====== Data for this exercise

PR #739, opened 2022-03-04
denylist: Skip coreos.boot-mirror and coreos.boot-mirror.luks on ppc64le

ravanelli:
- Looks the denylist works different than I thought/tested.
 It won't skip coreos.boot-mirror.luks/detach-primary and coreos.boot-mirror/detach-primary
 since they are called by coreos.boot-mirror tests, even though it shows a message as it would be skipped,
 they are only skipped if they are called separately. We probably have some area for improvements here.

### DIFF
--- a/kola-denylist.yaml
+++ b/kola-denylist.yaml
@@ -25,11 +25,11 @@
   tracker: https://github.com/coreos/coreos-assembler/issues/2725
   arches:
   - ppc64le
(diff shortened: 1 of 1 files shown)


jlebon:
The reason why it doesn't work is because `detach-primary` is a subtest so it can't be skipped alone. (The non-exclusive tests work makes this more confusing because tests in that case do become subtests.)

/lgtm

============

- **Activity**:
Each record must be reproduced exactly, with nothing missing.

- **Task output**:
PR #739, opened 2022-03-04
denylist: Skip coreos.boot-mirror and coreos.boot-mirror.luks on ppc64le

ravanelli:
- Looks the denylist works different than I thought/tested.
 It won't skip coreos.boot-mirror.luks/detach-primary and coreos.boot-mirror/detach-primary
 since they are called by coreos.boot-mirror tests, even though it shows a message as it would be skipped,
 they are only skipped if they are called separately. We probably have some area for improvements here.

### DIFF
--- a/kola-denylist.yaml
+++ b/kola-denylist.yaml
@@ -25,11 +25,11 @@
   tracker: https://github.com/coreos/coreos-assembler/issues/2725
   arches:
   - ppc64le
(diff shortened: 1 of 1 files shown)


jlebon:
The reason why it doesn't work is because `detach-primary` is a subtest so it can't be skipped alone. (The non-exclusive tests work makes this more confusing because tests in that case do become subtests.)

/lgtm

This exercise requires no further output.